A surprising fact about regular languages and recognizable languages is that they happen to be exactly the same class of languages. At first glance, there’s no obvious reason why this should be the case. After all, finite automata and regular expressions are totally different formalisms that have different origins and no obvious connection.
However, Kleene showed exactly this: every regular expression could be transformed into an equivalent finite automaton and every finite automaton could be transformed into an equivalent regular expression.
We will tackle how to construct a finite automaton given a regular expression first. This turns out to be rather straightforward because we have actually done most of the work already.
Let $L$ be a regular language. Then there exists a NFA $A$ with $L(A) = L$.
Since $L$ is regular, there is a regular expression $\mathbf r$ with $L = L(\mathbf r)$. We will show that we can construct an NFA $A$ such that $L(A) = L(\mathbf r)$ by induction on $\mathbf r$.
First, for our base cases, we can construct the following NFAs for $\mathbf r = \varnothing$, $\epsilon$, and $\mathtt a$ for each $a \in \Sigma$:
Since these are pretty simple, we won’t formally prove that they’re correct, but you can try on your own if you wish.
Now, we consider the inductive case. For our inductive hypothesis, we let $\mathbf s$ and $\mathbf t$ be regular expressions and assume there exist NFAs $A$ and $B$ such that $L(A) = L(\mathbf s)$ and $L(B) = L(\mathbf t)$.
Luckily, we’ve done a lot of the work up to this point.
Therefore, we can construct a NFA that accepts any language that is matched by an arbitrary regular expression $\mathbf r$.
A more specific concrete algorithm version of this proof is due to Ken Thompson in 1968 and is most commonly called the Thompson construction. Thompson, was one of the early figures working on Unix and was, among other things, responsible for the inclusion of regular expressions in a lot of early Unix software like ed, making regexes ubiquitous among programmers. More recent work of his you may be familiar with include UTF-8 and the Go programming language.
How do we get an algorithm from this proof? Basically, if we replaced the claim that “there exists an NFA because the recognizable languages are closed under this operation” with the specific construction, like from the proofs before, then we can use those constructions to to build the desired NFA.
Consider regular expression $\mathbf r = \mathtt{(0+1)^* 000 (0+1)^*}$, which matches all binary strings that contain $000$ as a substring. To construct an NFA based on the Thompson construction, we begin with our basic NFAs for $0$ and $1$.
Then, we use these in the other constructions. For instance, we can construct the union, followed by the star.
Then we can perform our concatenations.
Observe that this machine is quite large and you can already see some states and transitions that are superfluous. Or, put another way, you probably could’ve come up with a smaller machine right at the start just by thinking about it for maybe half a minute.

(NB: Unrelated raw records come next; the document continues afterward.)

Issue #22, opened 2026-02-07
Unable to Add Repository


fabears4us:
Unable to Add Repository in plugins section also how to remove any continue watching content....

Issue #11, opened 2026-02-07
Trakt integration


CrissZollo:
This should bring integration to trakt with syncing watching and watched content.

BLHRAM13:
Definitely looking forward to Trakt integration. Thanks for the great work so far.

tapframe:
Closed #82

PR #3107, opened 2026-08-20
fix(audio): pace bitstream passthrough on content time

### LINKED ISSUE #3086: [Bug]: Video stutters and loses A/V sync after around 1 hour of continuous playback
### Pre-flight checks

### App version / commit

0.8.6

### Install method

GitHub Release APK

### Platform

Android TV

### Device model

Xiaomi TV Box Gen 3

### Android version

Android 14

### Player mode

Internal player

### Area (tag)

### Bug description

When watching a movie using the internal player, playback runs completely smoothly until it reaches around the 1-hour mark (e.g., at 01:00:00, 02:00:00). At that exact point, the video suddenly begins to stutter, becomes laggy, and the audio and video abruptly lose synchronization.
Temporary Workaround:
Rewinding the video by 5 seconds instantly fixes the stutter and restores proper audio/video synchronization, but the issue reoccurs after another hour of continuous playback.

### Steps to reproduce

1. Start playing a long video or movie in the internal player.
2. Let it play continuously without pausing or seeking.
3. Observe playback around the 01:00:00 mark.

### Expected behavior

The movie should play smoothly until the end.

### Actual behavior

The video becomes laggy and the A/V lose sync after around a continuous hour of playback 

### Frequency

Always

### Did this work before?

Not sure

### Media details (optional)

_No response_

```shell

```

### Anything else? (optional)

When the issue happened I pressed the report button to record the logs (NUV-371AA2). Note: it’s not always on exactly 1 hour, it usually happens around 40-80 minutes of CONTINUOUS playback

Despite this, we can observe that for a regular expression of length $n$, the Thompson construction gives us an NFA that has $O(n)$ states. To see this, we notice that each case of the construction only adds one or two states. Since each case corresponds to an atomic expression or an operation, we can see that each character in the expression is responsible for one or two states (we can also try to prove this formally).
The main downside of the Thompson construction is the use of $\varepsilon$-transitions. There are a number of algorithms that transform regular expressions without $\varepsilon$-transitions and still result in roughly $O(n)$ states.